* Stored items:
┌──
PR #1354, opened 2023-12-12
Test benchmarks in CI

cptartur:
Closes #

## Introduced changes

- Added a CI step that runs benchmarks using `cargo run --benches` command. This will run each benchmark only once, verifying that it passes, without time measurements etc.

## Checklist

- [x] Linked relevant issue
- [x] Added relevant tests

### DIFF
--- a/.github/workflows/check_benchmarks.yml
+++ b/.github/workflows/check_benchmarks.yml
@@ -1,0 +1,21 @@
+name: Check benchmarks
+
+on:
+  push:
+    branches:
+      - master
+  workflow_dispatch:
+
+jobs:
+  benchmarks:
+    name: Verify benchmarks are up to date
+    runs-on: ubuntu-latest
+    steps:
+      - uses: actions/checkout@v4
+      - uses: dtolnay/rust-toolchain@439cf607258077187679211f12aa6f19af4a0af7
+        with:
+          toolchain: stable
+      - uses: Swatinem/rust-cache@3cf7f8cc28d1b4e7d01e3783be10a97d55d483c8
+      - uses: software-mansion/setup-scarb@v1.3.2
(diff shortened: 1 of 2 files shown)


Arcticae (commented):
@cptartur does this have to be run on every commit? Wouldn't like a on-merge to main work better in this case, since this is not something that we necessarily need each time for the app to be releasable?

Arcticae:
> Though if we don't add this step as required to the master branch protection I think merging PRs with benchmarks broken would still be possible. And we'll immediately know that a PR broke the benchmarks.

Yes, but we'll be taking up 6m of the time possibly blocking the merging while it's not necessary to block the PR because of that. And we'll still know after merging which one broke it

cptartur:
> > Though if we don't add this step as required to the master branch protection I think merging PRs with benchmarks broken would still be possible. And we'll immediately know that a PR broke the benchmarks.
> 
> Yes, but we'll be taking up 6m of the time possibly blocking the merging while it's not necessary to block the PR because of that. And we'll still know after merging which one broke it



> > Though if we don't add this step as required to the master branch protection I think merging PRs with benchmarks broken would still be possible. And we'll immediately know that a PR broke the benchmarks.
> 
> Yes, but we'll be taking up 6m of the time possibly blocking the merging while it's not necessary to block the PR because of that. And we'll still know after merging which one broke it

Updated. Benchmarks tests will now only trigger on push (to master since it's the only push type that causes CI workflow to trigger).

Arcticae (changes requested):
@cptartur i know this is easier but i would just run it with a different workflow, i don't need to know that it was skipped each time under a PR...

Arcticae (approved):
└──
* BRIEF:
Set down every entry once more, exactly as it was written above.

* ANSWER BELOW:
PR #1354, opened 2023-12-12
Test benchmarks in CI

cptartur:
Closes #

## Introduced changes

- Added a CI step that runs benchmarks using `cargo run --benches` command. This will run each benchmark only once, verifying that it passes, without time measurements etc.

## Checklist

- [x] Linked relevant issue
- [x] Added relevant tests

### DIFF
--- a/.github/workflows/check_benchmarks.yml
+++ b/.github/workflows/check_benchmarks.yml
@@ -1,0 +1,21 @@
+name: Check benchmarks
+
+on:
+  push:
+    branches:
+      - master
+  workflow_dispatch:
+
+jobs:
+  benchmarks:
+    name: Verify benchmarks are up to date
+    runs-on: ubuntu-latest
+    steps:
+      - uses: actions/checkout@v4
+      - uses: dtolnay/rust-toolchain@439cf607258077187679211f12aa6f19af4a0af7
+        with:
+          toolchain: stable
+      - uses: Swatinem/rust-cache@3cf7f8cc28d1b4e7d01e3783be10a97d55d483c8
+      - uses: software-mansion/setup-scarb@v1.3.2
(diff shortened: 1 of 2 files shown)


Arcticae (commented):
@cptartur does this have to be run on every commit? Wouldn't like a on-merge to main work better in this case, since this is not something that we necessarily need each time for the app to be releasable?

Arcticae:
> Though if we don't add this step as required to the master branch protection I think merging PRs with benchmarks broken would still be possible. And we'll immediately know that a PR broke the benchmarks.

Yes, but we'll be taking up 6m of the time possibly blocking the merging while it's not necessary to block the PR because of that. And we'll still know after merging which one broke it

cptartur:
> > Though if we don't add this step as required to the master branch protection I think merging PRs with benchmarks broken would still be possible. And we'll immediately know that a PR broke the benchmarks.
> 
> Yes, but we'll be taking up 6m of the time possibly blocking the merging while it's not necessary to block the PR because of that. And we'll still know after merging which one broke it



> > Though if we don't add this step as required to the master branch protection I think merging PRs with benchmarks broken would still be possible. And we'll immediately know that a PR broke the benchmarks.
> 
> Yes, but we'll be taking up 6m of the time possibly blocking the merging while it's not necessary to block the PR because of that. And we'll still know after merging which one broke it

Updated. Benchmarks tests will now only trigger on push (to master since it's the only push type that causes CI workflow to trigger).

Arcticae (changes requested):
@cptartur i know this is easier but i would just run it with a different workflow, i don't need to know that it was skipped each time under a PR...

Arcticae (approved):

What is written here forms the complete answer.